I was previously unaware that Billy the Kid was an actual kid. He was first thrown in jail at age sixteen for stealing laundry, fought with the Regulators at eighteen, and was gunned down months before he reached the age of twenty-one. I think the reason I didn’t realize this fact has to do with the way filmmakers choose to portray him. Personally, I would prefer that filmmakers hire someone age twenty or younger to portray Billy the Kid in films. To walk away from a film without the sense that he began his life as an outlaw at the age of sixteen does not do justice to the Kid. His name was not a metaphor. He was a literal teenaged kid, and that needs to be respected.


Billy the Kid: Bill and Ted’s Excellent Adventure

My first exposure to Billy the Kid was while watching B ill and Ted’s Excellent Adventure . In the movie, Bill and Ted are two high school students who are able to travel back in time. This allows them to learn history directly from historical figures. Billy the Kid is one of the figures they encounter while time travelling.

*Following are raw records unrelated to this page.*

PR #4772, opened 2023-07-19
Add ts-prune

Latropos:
## Summary

* Ts-prune allows us to detect unused typescript code. 
* Advantages:
  *  We can remove exports of all the functions and interfaces exported for no reason. This makes importing with cmd+enter shortcut easier, since you are less likely to get wrong suggestions from vscode. 
  * We can see all the “forgotten” areas of code, and think about reasons to have them.

> **Note**
>I've removed the file `MapperRegistry.ts` which seems unnecessary since this PR: [#3722](https://github.com/software-mansion/react-native-reanimated/pull/3722)

## Test plan

Just CI


src/reanimated2/__mocks__/NativeReanimated.ts
```diff
@@ -6,6 +6,7 @@ const NOOP = () => {
   // noop
 };
 
+// ts-prune-ignore-next
```
tjzel, line 9: Why do we need this?

Latropos: This line is not in use, so we have to disable ts-prune for it with this directive.

Latropos: We never import `default` from this file, so it gets marked by ts-prune

Latropos: Why? It is not used, we keep it in advance, so IMHO it is fine

Latropos: We can add the whole file to list of ignored patterns as well

src/reanimated2/animation/util.ts
```diff
@@ -451,6 +447,7 @@ export function cancelAnimation<T>(sharedValue: SharedValue<T>): void {
 }
 
 // TODO it should work only if there was no animation before.
+// ts-prune-ignore-next
 export function withStartValue(
```
tjzel, line 451: Could check why do we have this piece of code?

src/reanimated2/helperTypes.ts
```diff
@@ -123,8 +123,6 @@ export type AnimateProps<P extends object> = NonStyleAnimatedProps<P> &
     animatedProps?: Partial<AnimatedPropsProp<P>>;
   };
 
-export type AnimatedProps<P extends object> = AnimateProps<P>;
```
tjzel, line 126: Please restore this type and mark it with ts-prune. It's an alias for AnimateProps since AnimateProps is a terrible type name - I will use it in the future.

src/reanimated2/hook/useReducedMotion.web.ts
```diff
@@ -1,3 +1,4 @@
+// ts-prune-ignore-next
```
tjzel, line 1: Could we add a rule so a comment is necessary when adding `ts-prune` directive like this?

src/reanimated2/fabricUtils.web.ts
```diff
@@ -1,3 +1,4 @@
+// ts-prune-ignore-next
```
tjzel, line 1: Here too

src/reanimated2/jestUtils.web.ts
```diff
@@ -1,4 +1,5 @@
 /*
  * Stubbed for web, where we don't use this file;
  */
+// ts-prune-ignore-next
```
tjzel, line 4: comment pls

src/reanimated2/js-reanimated/MapperRegistry.ts
```diff
@@ -1,6 +1,7 @@
 import type { JSReanimated } from './commonTypes';
 import type Mapper from './Mapper';
 
+// ts-prune-ignore-next
```
tjzel, line 4: Why isn't it used?

src/reanimated2/platform-specific/checkCppVersion.ts
```diff
@@ -15,6 +15,7 @@ export function checkCppVersion() {
   }
 }
 
+// ts-prune-ignore-next
```
tjzel, line 18: We are safe not to export it.

src/reanimated2/platform-specific/checkVersion.web.ts
```diff
@@ -3,4 +3,5 @@
  * Checks that native and js versions of reanimated match.
  * Stubbed for web, where this check is unnecessary.
  */
+// ts-prune-ignore-next
```
tjzel, line 6: comment

tjzel (changes requested):

src/reanimated2/js-reanimated/MapperRegistry.ts
Latropos: Since now, we use mappers from this file: `src/reanimated2/mappers.ts`

src/reanimated2/animation/util.ts
Latropos: It seems to be a legacy code, which should be cleaned up 🧹🪣

src/reanimated2/hook/useReducedMotion.web.ts
Latropos: We would have to create custom eslint rule 😞 so I don't think it's worth the effort. I've added comments to all the existing ts-prune-ignore-next occurences.

tjzel (approved):
Looks good to me, could you test it extensively with our examples before merging?

PR #4813, opened 2023-07-25
Store last reanimated root as atomic ptr, avoid copying and locking

michalmaka:
## Summary

Let's store last reanimated root in `PropsRegistry` as atomic pointer.
This will let us get rid of additional `std::shared_ptr` copy and will be more thread-safe.

## Test plan

None


tomekzaw (approved):
Thanks for this PR! 👍

Issue #4674, opened 2023-07-05
Updating LottieView progress via useAnimatedProps broken


AlexanderEggers:
### Description

When trying to update the progress of a LottieView (lottie-react-native) via the useAnimatedProps hook, the actual update is not received by the component and nothing seems to change on the screen. That used to work in v2 without issues.

Possible workaround for a few cases but not all:

```typescript
  const animationProgressController = useSharedValue(0);

  const animatedProps = useAnimatedProps(() => ({
    progress: animationProgressController.value,
  }));
  const [progress, setProgress] = useState<number>(0);
  useDerivedValue(() => {
    runOnJS(setProgress)(animationProgressController.value);
  }, [animationProgressController]);
```

### Steps to reproduce

1. Checkout https://github.com/AlexanderEggers/ReanimatedIssue/tree/reanimated-hook-issue
2. You will notice that nothing happens on the screen
3. Update the reanimated version to the latest v2
4. Run the application again and the lottie animation progress is now correctly handled 

### Snack or a link to a repository

https://github.com/AlexanderEggers/ReanimatedIssue/tree/reanimated-hook-issue

### Reanimated version

3.3.0

### React Native version

0.71.11

### Platforms

Android, iOS

### JavaScript runtime

Hermes

### Workflow

React Native (without Expo)

### Architecture

Paper (Old Architecture)

### Build type

None

### Device

None

### Acknowledgements

Yes

AlexanderEggers:
@tomekzaw This is the other blocking issue in my project to update to reanimated v3 that I have mentioned [here](https://github.com/software-mansion/react-native-reanimated/issues/4522#issuecomment-1621007156).

tomekzaw:
@AlexanderEggers Thanks for submitting the issue as well as providing the repro, currently I'm quite busy but I will take a look at it soon.

AlexanderEggers:
@tomekzaw Do you have any updates yet?

AlexanderEggers:
I think I found the root cause of this issue which is around the latest stable lottie-react-native version. I had a try with the latest preview version and everything seem to be working fine for me now. I believe this PR likely fixed the issue on the lottie-react-native side: https://github.com/lottie-react-native/lottie-react-native/pull/992 

@tomekzaw So my question would be why v3 is not working with the current stable and seems to be requiring https://github.com/lottie-react-native/lottie-react-native/pull/992?

LeoAnt02:
Any update on this ? @tomekzaw

Issue #4317, opened 2023-03-31
useAnimatedProps not working properly for G svg component


acollazomayer:
### Description

G component not being able to be animated when using animated Props. Initial value of animated Props work however when they change its not being updated on screen.

Here is a repo with the issue replicated. Please note that this behaviour was working before updating to the latest version of the library.
https://github.com/acollazomayer/ReanimatedSVGBug

### Steps to reproduce

1. git clone https://github.com/acollazomayer/ReanimatedSVGBug
2. cd ReanimatedSVGBug
3. yarn
4. cd ios && pod install
5. yarn react-native run-ios
6. Press on the white circle as the slider indicator
7. Slide through the circle

### Snack or a link to a repository

the library. https://github.com/acollazomayer/ReanimatedSVGBug

### Reanimated version

3.0.2

### React Native version

0.71.4

### Platforms

iOS

### JavaScript runtime

Hermes

### Workflow

React Native (without Expo)

### Architecture

Paper (Old Architecture)

### Build type

Debug mode

### Device

iOS simulator

### Acknowledgements

Yes

tomekzaw:
Hey @acollazomayer, thanks for reporting this issue. @WoLewicki who is a maintainer of react-native-svg promised to take a look at it.

hadnet:
@tomekzaw  @WoLewicki Hey guys, just wanted to give a heads up that there's an issue with the type return of useAnimatedProps, so I can just avoid opening an issue fro this. The return type of that hook is just Partial<T>, but I think it should be Partial<AnimatedProps<T>>. Only returning Partial, TypeScript throws a type error.

acollazomayer:
@WoLewicki did you had the chance to take a look at this issue? Thanks

WoLewicki:
@acollazomayer can you provide the versions of libraries on which it worked? I see you use `x` and `y` props as the animated ones, which are parsed on `render` on the JS side to create the `matrix` prop: https://github.com/software-mansion/react-native-svg/blob/d31ffdb762d34171fd934ac97b031ccf5e0b645d/src/lib/extract/extractProps.ts#L89. I am not sure if it could have ever worked with `react-native-reanimated` since it does indeed you the `render` method only on the initial render. I may be missing something though.

acollazomayer:
@WoLewicki Sure!
 "react-native-svg": "12.1.0",
 "react-native": "0.71.4",
 "react-native-reanimated": "2.14.4",

[...]

PR #4821, opened 2023-07-26
Reintroduce `onReanimatedPropsChange`

Latropos:
## Summary

Reintroduce support for jsProps. 
Closes https://github.com/software-mansion/react-native-reanimated/issues/4317 and closes https://github.com/software-mansion/react-native-reanimated/issues/4674

It turns out that jsProps are still in use by many libraries like `react-native-lottie` and `react-native-svg`.

> **Note**
> This fix does not work for fabric 😢 However Lottie animations are not implemented for Fabric anyway 😎

<table>

<tr><td>The white dot does not move ❌</td><td>The white dot moves ✅</td></tr>
<tr><td>

https://github.com/software-mansion/react-native-reanimated/assets/56199675/3c961690-383c-45dc-83ec-5801e13473bf

</td><td>

https://github.com/software-mansion/react-native-reanimated/assets/56199675/bf900564-cb5a-43cb-b2ef-2d21794727a1

</td></tr>
</table>

## Test plan

Tested on this example: https://github.com/acollazomayer/ReanimatedSVGBug


src/ReanimatedModule.ts
```diff
@@ -0,0 +1,64 @@
...
+  },
+  async createNode(
+    _nodeID: number,
+    _config: Record<string, unknown>
+  ): Promise<void> {
+    // noop
+  },
+  async dropNode(_nodeID: number): Promise<void> {
+    // noop
+  },
```
tomekzaw, line 30: Why do we need this method?

AlexanderEggers:
@Latropos Quick FYI, lottie-react-native v6 with fabric support was released a short while ago.

src/ReanimatedModule.ts
Latropos: You're right, I'll keep only the ones that actually are in use

piaskowyk (changes requested):
let's refactor the event registering logic into a separate file, just like we discussed offline.

piaskowyk:
Did you tested it on Android?

Latropos:
@piaskowyk Yes, it works on Andorid 💪

src/ReanimatedModule.ts
```diff
@@ -0,0 +1,34 @@
+import { NativeEventEmitter, NativeModules } from 'react-native';
+import { nativeShouldBeMock } from './reanimated2/PlatformChecker';
+import { StyleProps } from './reanimated2';
+
+export const NODE_MAPPING = new Map();
```
piaskowyk, line 5: 1. We don't want to export this outside the file. This is an internal module logic.
2. Can we rename `NODE_MAPPING` to something more descriptive?

src/ReanimatedModule.ts
piaskowyk, line 1: Can we rename file to something more descriptive?

src/createAnimatedComponent.tsx
```diff
@@ -409,6 +416,22 @@ export default function createAnimatedComponent(
...
+        ReanimatedEventEmitter.addListener('onReanimatedPropsChange', listener);
+      }
+    }
+
+    _detachPropUpdater() {
+      const viewTag = findNodeHandle(this);
+      NODE_MAPPING.delete(viewTag);
+      if (NODE_MAPPING.size === 0) {
+        ReanimatedEventEmitter.removeAllListeners('onReanimatedPropsChange');
+      }
```
piaskowyk, line 432: same as above

src/createAnimatedComponent.tsx
```diff
@@ -409,6 +416,22 @@ export default function createAnimatedComponent(
       }
     }
 
+    _attachPropUpdater() {
+      const viewTag = findNodeHandle(this);
+      NODE_MAPPING.set(viewTag, this);
+      if (NODE_MAPPING.size === 1) {
+        ReanimatedEventEmitter.addListener('onReanimatedPropsChange', listener);
+      }
```
piaskowyk, line 424: This logic should be in the file which you added.

src/ReanimatedModule.ts
```diff
@@ -0,0 +1,34 @@
...
+
+let reanimatedModule: typeof ReanimatedModuleMock;
+if (nativeShouldBeMock()) {
+  reanimatedModule = ReanimatedModuleMock;
+} else {
+  const { ReanimatedModule } = NativeModules;
+  reanimatedModule = ReanimatedModule;
+}
+
+export const ReanimatedEventEmitter = new NativeEventEmitter(reanimatedModule);
```
piaskowyk, line 34: we don't want to export `ReanimatedEventEmitter` outside the file. We want to export object which interface:
+ addOnJSPropsChangeListener(<component>)
+ removeOnJSPropsChangeListener(<viewtag>)

src/JSPropUpdater.ts
```diff
@@ -0,0 +1,62 @@
...
+    TAG_TO_COMPONENT_MAPPING.set(viewTag, animatedComponent);
+    if (TAG_TO_COMPONENT_MAPPING.size === 1) {
+      this.ReanimatedEventEmitter.addListener(
+        'onReanimatedPropsChange',
+        listener
+      );
+    }
+  }
+
+  _detachPropUpdater(animatedComponent: React.Component<unknown, unknown>) {
```
piaskowyk, line 55:
```suggestion
  public detachPropUpdater(animatedComponent: React.Component<unknown, unknown>) {
```

piaskowyk (changes requested):

src/JSPropUpdater.ts
```diff
@@ -0,0 +1,65 @@
...
+    },
+  };
+
+  private static _listener(data: ListenerData) {
+    const component = JSPropUpdater._tagToComponentMapping.get(data.viewTag);
+    component && component._updateFromNative(data.props);
+  }
+
+  constructor() {
+    let _reanimatedModule: typeof JSPropUpdater._reanimatedModuleMock;
```
piaskowyk, line 32:
```suggestion
    let reanimatedModule: typeof JSPropUpdater._reanimatedModuleMock;
```

piaskowyk (changes requested):

piaskowyk (approved):

src/createAnimatedComponent.tsx
```diff
@@ -286,6 +287,7 @@ export default function createAnimatedComponent(
     _inlinePropsMapperId: number | null = null;
     _inlineProps: StyleProps = {};
     _sharedElementTransition: SharedTransition | null = null;
+    _JSPropUpdater = new JSPropUpdater();
```
tomekzaw, line 290: Probably `_jsPropsUpdater` would be a better name here

src/JSPropUpdater.ts
```diff
@@ -0,0 +1,65 @@
...
+    if (nativeShouldBeMock()) {
+      reanimatedModule = JSPropUpdater._reanimatedModuleMock;
+    } else {
+      reanimatedModule = NativeModules.ReanimatedModule;
+    }
+    this._reanimatedEventEmitter = new NativeEventEmitter(reanimatedModule);
+  }
+
+  public addOnJSPropsChangeListener(
+    animatedComponent: React.Component<unknown, unknown>
```
tomekzaw, line 42: Is there any TypeScript way to enforce that the component must be animated?

src/JSPropUpdater.ts
```diff
@@ -0,0 +1,65 @@
...
+      // noop
+    },
+    async removeListeners(): Promise<void> {
+      // noop
+    },
+  };
+
+  private static _listener(data: ListenerData) {
+    const component = JSPropUpdater._tagToComponentMapping.get(data.viewTag);
+    component && component._updateFromNative(data.props);
```
tomekzaw, line 28: I know this snippet of code was copied but it may be finally worth to convert it into a proper conditional.

Latropos:
Not all svg issues were solved, looks that fill color still doesn't change https://github.com/software-mansion/react-native-reanimated/issues/1909

tomekzaw:
As far as I know, it required a custom prop adapter, see `createAnimatedPropAdapter`.

PR #4823, opened 2023-07-26
Fix worklet types [1/?] + correct types in useAnimatedGestureHandler

tjzel:
## Summary

This PR focuses on making types of `useAnimatedGestureHandler` more approachable - there is a distinction between structure of events that `useAnimatedGestureHandler` receives and structure of events that RNGH claims it is receiving (I'm looking at you, `nativeEvent`).
Also:

- removed regression that happened in #4519 - events by default were inferred to `any` if generic parameter was not provided, before they were by default `PanGesture` events
- marked it as deprecated

I removed third generic parameter from the hook since in old `d.ts` is was defined as having two generic parameters. Also we don't want user to be able to actually pass something there - it was used to shorten the code a bit.

Type names are obviously not final and I'd gladly accept some better ones (if you can think of some 😼)

t.hanks. @tomekzaw for suggesting how to deal with regression

## Test plan

Standard TS test suite.


tjzel:
Superseded by #5056

PR #4826, opened 2023-07-26
Removed unnecessary lock during committing shadowTree

michalmaka:
## Summary

During researching on getting into assert on too many failed commit attempts I've noticed that there is a lock used by both `NativeReanimatedModule` and `ReanimatedCommitHook`. That lock in the first one is not necessary anymore as it doesn't guard anything from `PropsRegistry`. What's more, it may be a cause for some commit attempt to fail due to waiting two threads for each other.

## Test plan

Chessboard example worked fine


tomekzaw (approved):
Works like charm! ✅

The problem is that the man who played Billy the Kid, Dan Shor, was around thirty-three years old at the time the movie was released. His IMDb profile, if correct, lists his birthday as November 16, 1956. The movie was released in 1989. This man might have been able to play Billy’s father, but he certainly couldn’t pass for Billy. So when I saw the movie on television as a little girl, my tiny brain registered Billy the Kid as being about the same age as Han Solo in the first Star Wars film. And thus the idea of Billy as a “kid” became more like a metaphor for me. It was a symbol of his ability to connect with teenaged Bill and Ted. I never once thought of him as actually being close in age to the two main characters. He was the adult. They were the kids.

Young Guns I and II
Emilio Estevez was an improvement from Dan Shor. Born in 1962, Estevez was still mid to late twenties when he made Young Guns I (1988) and II (1990). However, that is still to old too portray Billy the Kid at any point of his life. Perhaps we were expected to suspend our disbelief. People may have believed Estevez was a teenager in The Breakfast Club (1985), but the Estevez of 1988 and 1990 no longer looked like a teenager or under age twenty-one.

I Want A Teenager to Play Billy the Kid
This is ridiculous. One of America’s most famous teenagers has never been played by a teenager (or even someone who looks like a teenager). It’s time to stop passing Billy the Kid off as a grown man on film. He was a kid living life like an adult. By today’s standards, he wouldn’t even have been allowed to drink. It’s time to remember Billy the Kid for who he was: a kid.